══ The records ══
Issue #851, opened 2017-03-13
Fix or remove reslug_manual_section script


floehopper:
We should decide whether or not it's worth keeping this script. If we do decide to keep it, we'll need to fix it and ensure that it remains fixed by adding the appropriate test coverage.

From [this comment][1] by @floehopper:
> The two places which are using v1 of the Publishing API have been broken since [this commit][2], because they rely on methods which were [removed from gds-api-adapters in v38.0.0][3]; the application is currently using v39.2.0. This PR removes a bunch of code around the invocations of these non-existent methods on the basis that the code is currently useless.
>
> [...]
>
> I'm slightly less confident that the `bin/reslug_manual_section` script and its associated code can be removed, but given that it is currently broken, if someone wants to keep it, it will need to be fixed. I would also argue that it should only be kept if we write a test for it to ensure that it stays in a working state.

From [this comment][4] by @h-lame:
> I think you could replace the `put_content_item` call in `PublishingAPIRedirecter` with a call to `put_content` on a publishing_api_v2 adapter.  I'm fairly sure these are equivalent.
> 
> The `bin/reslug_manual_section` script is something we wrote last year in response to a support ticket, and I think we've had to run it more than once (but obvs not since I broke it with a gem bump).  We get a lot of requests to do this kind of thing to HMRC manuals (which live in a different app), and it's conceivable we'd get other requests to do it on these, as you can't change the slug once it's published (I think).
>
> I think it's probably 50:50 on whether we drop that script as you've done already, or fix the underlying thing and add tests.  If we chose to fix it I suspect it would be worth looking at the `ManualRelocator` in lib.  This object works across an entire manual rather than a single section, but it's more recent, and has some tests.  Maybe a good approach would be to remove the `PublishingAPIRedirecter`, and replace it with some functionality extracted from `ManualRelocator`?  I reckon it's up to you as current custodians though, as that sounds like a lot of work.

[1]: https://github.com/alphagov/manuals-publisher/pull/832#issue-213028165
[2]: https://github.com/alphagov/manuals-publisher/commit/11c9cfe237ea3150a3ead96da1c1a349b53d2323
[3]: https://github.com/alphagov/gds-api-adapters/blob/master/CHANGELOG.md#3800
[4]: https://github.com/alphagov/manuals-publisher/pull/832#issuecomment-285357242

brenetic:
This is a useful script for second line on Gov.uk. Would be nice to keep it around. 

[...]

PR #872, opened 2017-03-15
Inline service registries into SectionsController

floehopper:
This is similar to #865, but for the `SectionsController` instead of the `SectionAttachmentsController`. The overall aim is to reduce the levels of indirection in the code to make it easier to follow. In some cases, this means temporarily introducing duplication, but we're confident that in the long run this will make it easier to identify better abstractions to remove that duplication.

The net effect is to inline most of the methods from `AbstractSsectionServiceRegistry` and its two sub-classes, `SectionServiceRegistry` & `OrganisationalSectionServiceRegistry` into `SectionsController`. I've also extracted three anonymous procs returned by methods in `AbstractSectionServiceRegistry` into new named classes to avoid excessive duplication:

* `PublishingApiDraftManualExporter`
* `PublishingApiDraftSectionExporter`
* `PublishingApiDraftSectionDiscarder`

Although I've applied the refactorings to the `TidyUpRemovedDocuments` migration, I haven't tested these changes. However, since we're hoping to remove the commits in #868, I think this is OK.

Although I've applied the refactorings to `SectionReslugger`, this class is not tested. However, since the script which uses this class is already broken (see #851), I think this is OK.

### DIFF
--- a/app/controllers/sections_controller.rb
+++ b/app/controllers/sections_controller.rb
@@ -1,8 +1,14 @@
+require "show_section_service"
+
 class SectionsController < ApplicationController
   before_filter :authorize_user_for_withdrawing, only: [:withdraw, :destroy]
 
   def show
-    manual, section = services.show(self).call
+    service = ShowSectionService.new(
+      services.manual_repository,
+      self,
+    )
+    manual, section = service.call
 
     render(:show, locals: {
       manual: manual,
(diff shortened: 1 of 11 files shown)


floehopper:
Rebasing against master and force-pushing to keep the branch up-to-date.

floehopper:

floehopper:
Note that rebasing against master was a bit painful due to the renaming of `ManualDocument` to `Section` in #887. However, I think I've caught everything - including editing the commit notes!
═══
══ The records ══
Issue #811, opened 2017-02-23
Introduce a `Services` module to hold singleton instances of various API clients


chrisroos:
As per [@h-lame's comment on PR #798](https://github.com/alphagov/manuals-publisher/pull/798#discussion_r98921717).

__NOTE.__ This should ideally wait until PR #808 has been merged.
═══
══ The records ══
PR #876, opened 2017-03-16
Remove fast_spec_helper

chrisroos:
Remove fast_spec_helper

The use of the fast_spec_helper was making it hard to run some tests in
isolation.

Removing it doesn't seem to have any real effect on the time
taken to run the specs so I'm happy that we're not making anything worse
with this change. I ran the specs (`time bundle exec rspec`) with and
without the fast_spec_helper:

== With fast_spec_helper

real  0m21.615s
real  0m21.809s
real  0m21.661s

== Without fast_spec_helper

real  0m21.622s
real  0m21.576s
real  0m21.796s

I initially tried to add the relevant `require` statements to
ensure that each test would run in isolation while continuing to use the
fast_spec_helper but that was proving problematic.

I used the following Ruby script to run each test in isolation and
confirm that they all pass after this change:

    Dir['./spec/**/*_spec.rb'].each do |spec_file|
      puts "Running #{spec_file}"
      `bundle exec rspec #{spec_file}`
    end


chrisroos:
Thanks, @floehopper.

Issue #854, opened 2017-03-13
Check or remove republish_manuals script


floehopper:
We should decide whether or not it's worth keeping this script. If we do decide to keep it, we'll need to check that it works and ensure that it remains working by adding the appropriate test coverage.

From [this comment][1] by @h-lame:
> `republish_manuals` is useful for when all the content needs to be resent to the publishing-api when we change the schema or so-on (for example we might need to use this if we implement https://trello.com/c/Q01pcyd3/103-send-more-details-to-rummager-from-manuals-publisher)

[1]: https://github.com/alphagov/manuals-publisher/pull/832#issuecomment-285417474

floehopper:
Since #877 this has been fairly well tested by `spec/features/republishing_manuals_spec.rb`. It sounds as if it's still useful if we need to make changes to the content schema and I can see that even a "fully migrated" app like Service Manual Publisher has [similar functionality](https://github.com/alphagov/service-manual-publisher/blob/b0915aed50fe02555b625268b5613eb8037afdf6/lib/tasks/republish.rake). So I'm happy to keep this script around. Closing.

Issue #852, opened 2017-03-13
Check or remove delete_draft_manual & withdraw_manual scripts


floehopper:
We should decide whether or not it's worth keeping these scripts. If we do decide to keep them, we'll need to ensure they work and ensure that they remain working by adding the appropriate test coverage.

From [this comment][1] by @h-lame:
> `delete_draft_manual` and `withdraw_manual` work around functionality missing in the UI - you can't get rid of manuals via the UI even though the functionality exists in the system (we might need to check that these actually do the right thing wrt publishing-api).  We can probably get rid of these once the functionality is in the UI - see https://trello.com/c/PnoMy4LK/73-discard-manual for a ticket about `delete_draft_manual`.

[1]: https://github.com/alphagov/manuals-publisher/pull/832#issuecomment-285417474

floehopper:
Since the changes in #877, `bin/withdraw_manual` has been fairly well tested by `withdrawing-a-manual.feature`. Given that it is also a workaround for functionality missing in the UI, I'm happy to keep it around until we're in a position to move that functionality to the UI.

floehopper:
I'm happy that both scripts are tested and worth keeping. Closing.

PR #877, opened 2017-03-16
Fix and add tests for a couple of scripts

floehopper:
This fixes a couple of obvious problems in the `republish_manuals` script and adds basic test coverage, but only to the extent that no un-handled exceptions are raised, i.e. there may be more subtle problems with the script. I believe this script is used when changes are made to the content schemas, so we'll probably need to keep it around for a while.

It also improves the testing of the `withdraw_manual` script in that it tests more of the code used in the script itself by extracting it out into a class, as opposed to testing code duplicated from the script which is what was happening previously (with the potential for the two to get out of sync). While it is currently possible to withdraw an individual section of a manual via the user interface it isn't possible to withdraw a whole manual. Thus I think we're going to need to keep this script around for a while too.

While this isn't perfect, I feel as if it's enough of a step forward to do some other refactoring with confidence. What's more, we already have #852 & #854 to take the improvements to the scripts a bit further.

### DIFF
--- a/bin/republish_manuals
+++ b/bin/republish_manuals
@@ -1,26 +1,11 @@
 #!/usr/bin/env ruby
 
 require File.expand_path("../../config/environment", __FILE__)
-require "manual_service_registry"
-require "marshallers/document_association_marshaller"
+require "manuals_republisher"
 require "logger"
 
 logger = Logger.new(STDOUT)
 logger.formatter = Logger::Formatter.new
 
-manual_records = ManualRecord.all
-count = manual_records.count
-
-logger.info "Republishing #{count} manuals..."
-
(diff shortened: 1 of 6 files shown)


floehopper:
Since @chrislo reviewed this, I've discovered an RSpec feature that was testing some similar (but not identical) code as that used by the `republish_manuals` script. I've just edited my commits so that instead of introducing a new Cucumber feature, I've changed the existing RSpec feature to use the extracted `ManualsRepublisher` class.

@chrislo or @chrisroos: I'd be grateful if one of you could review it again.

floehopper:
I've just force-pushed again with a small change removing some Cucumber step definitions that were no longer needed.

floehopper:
═══
• Activity:
Tally the lines of the data that contain the word "fairly", and give only that tally.

• Your response:
3